Analyst · William Blair. Please go ahead. Your line is now open

Great, thanks. And then, I quick follow-up for Jorge. The guidance in fiscal 2019 for low single-digit revenue growth within the Medical segment, if you take out the acquisition benefit of patient recovery, what would you say the organic growth implied is on the top line?

Jorge Gomez

Chief Financial Officer

Well, we haven’t broken down the pieces of the revenue growth. But, I would tell you that within the Medical segment, there are a number of businesses that are growing organically well. You have at-Home, you have Cardinal Brand other than Patient Recovery. We have Cordis who -- which is also ramping -- continues to grow from a top line perspective. So, I think there’s a number of -- most of the businesses within the Medical segment organically are showing increment from the top line perspective.

Operator

Operator

Thank you. And our last question comes from Eric Coldwell from Baird. Please go ahead.
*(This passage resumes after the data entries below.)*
PR #1262, opened 2024-03-15
Use event data for nexus writing

### LINKED ISSUE #1173: Use more event data in nexus writing
Following https://github.com/DiamondLightSource/hyperion/pull/1172 we should refactor the nexus writing to use more of the event data from the plan. Specifically:

* The two nexus callbacks should have a common parent
* The XRC callback should also use the bit depth to work out datatype
* Both should use the event data to replace any references to `ispy_params` in the writer

DominicOram:
Fixes #1173

Removes any dependency that Nexus writing has on `ispyb_params`.

Note that this does mean that the nexus file is only written when all this data comes in, which is at a different point for rotations/grids. I think if we do https://github.com/DiamondLightSource/hyperion/issues/1245 then we're pretty close to being able to have one nexus callback for both

### To test:
1. Confirm no reference to ispyb_params in nexus callbacks
2. Confirm tests are comprehensive and pass

### DIFF
--- a/src/hyperion/experiment_plans/rotation_scan_plan.py
+++ b/src/hyperion/experiment_plans/rotation_scan_plan.py
@@ -208,8 +208,6 @@ def rotation_scan_plan(
         yield from bps.wait("setup_zebra")
 
         # get some information for the ispyb deposition and trigger the callback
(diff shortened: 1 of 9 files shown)


dperl-dls (approved):
Nice, thanks!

Your line is now open.

Eric Coldwell

Analyst · Baird. Please go ahead. Your line is now open

Hey. Thanks very much and good morning. Jorge, at the end of the call, you made a comment on the New York State opioid assessment. I didn’t catch that. I was hoping you could clarify what you’re talking about. I do know the judge’s decision there was considered a negative precedent, but I’m not sure I’m familiar with this assessment that you’re talking to?

Jorge Gomez

Chief Financial Officer

Yes, sure. Let me help you a little bit with that. So, in April, the state of New York created an aggregate $100 million annual assessment on all manufacturers and distributors who sell or distribute opioids in New York. Based on that, a law -- the initial payment is due on January 1st of 2019 for opioids sold or distributed during calendar year 2017. And we haven’t factored any impact from this newly passed law into our guidance because there’s still a lot of uncertainty around how it would be implemented. Some of the uncertainties that we see with this law include, there is a significant legal challenge pending against that law. There are a lot of complexities in the way the law was written, and is waiting some guidance from the state. And frankly, there’s a lot of uncertainty in terms of how much each participant in that market will actually pay.

Eric Coldwell

Analyst · Baird. Please go ahead. Your line is now open

Okay. Thanks very much. That’s helpful.

Mike Kaufmann

CEO

Great. Well, thanks, everyone. Is there any more questions?

Operator

Operator

There are no further questions over the telephone at this time, sir.

Mike Kaufmann

CEO

Great. Well, I just want to thank everyone for taking the time to join us this morning. And we look forward to seeing many of you at some of the upcoming conferences. Thanks and have a good day.